Showing results for 
Search instead for 
Did you mean: 

Head's Up! Site migration is underway. Phase 1: replicate users.

how to calculate similarity based on some properties in neo4j?


I have a node that is Person, which has properties like: (age, address, school, pet's name). The node has a relationship with another node Vacation. I want to find similar nodes to a Person based on only 3 properties: person's age, address and count(Vacation). For example if I select Person A, based on his/her age, address and count(Vacation), 3 other (similar) person will return on screen.

I'm looking for a cypher query thst will help me. I have searched for the documentations and multiple examples but don't really know how to achieve that. Any recommendation will ve very helpful. Thank you.



Do you have a definition of what you consider similar? If so, we can try to write a query to find nodes that meet your similarity criteria. 

man alernative is the neo4j graph data science library. It has node similarity algorithms. One is K nearest neighbor. It only supports numeric properties. Also, it is not a real time analysis.  You project your graph and run the algorithm on the projected graph to find the results.
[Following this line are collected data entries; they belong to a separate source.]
PR #3284, opened 2020-11-06
fix text in compound banner on manage modal

valpinkman:
### Type

Bug Fix

### Context

LL-3847


gre:
looks like it is included in https://github.com/LedgerHQ/ledger-live-desktop/pull/3287

PR #3287, opened 2020-11-10
fix/wordings

valpinkman:


gre (dismissed):

Arnaud97234 (changes requested):
On desktop the amount shown in the disclaimer corresponds to the deposited funds on the account while it should be the amount Approved.
The sentence is correct but the value is not: For instance the account below is fully approved and the value deposited = 6.001 DAI, On mobile the behaviour is ok.

image

IMG_440903775774-1

Arnaud97234 (approved):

Hi, thank you for your answer. Yes, the nodes are similar as compared to age, address and count(Vacation). I have come up with a solution which does not return the result but yet I'll share:    

MATCH (p:Person {PersonName: 'Vulsini'})-[:VAC_DETAILS]->(vacation)
WITH p, collect(id(vacation)) AS p1v1
MATCH (v2:vacation)-[:VAC_DETAILS]->(vacation2) WHERE v <> v2
WITH v, p1v1, v2, collect(id(vacation2)) AS p2v2
RETURN v.vacationPlace AS from, v2.vacationPlace AS to,
gds.similarity.jaccard(p1v1, p2v2) AS jaccard;

Thank you for sharing. A couple comments:

1) where is variable ‘v’ defined used in your ‘where’ clause? 
2) aren’t people related to vacation via the VAC_DETAIL relationship?  Your second match is relating two vacation nodes via that relationship?  Is that valise?

3) you have converted the list of vacations to a list of integers so you can compare nodes via the Jaccard measure, but that can’t give you a useful metric, as the id’s are assigned and don’t convey  any information about the vacation.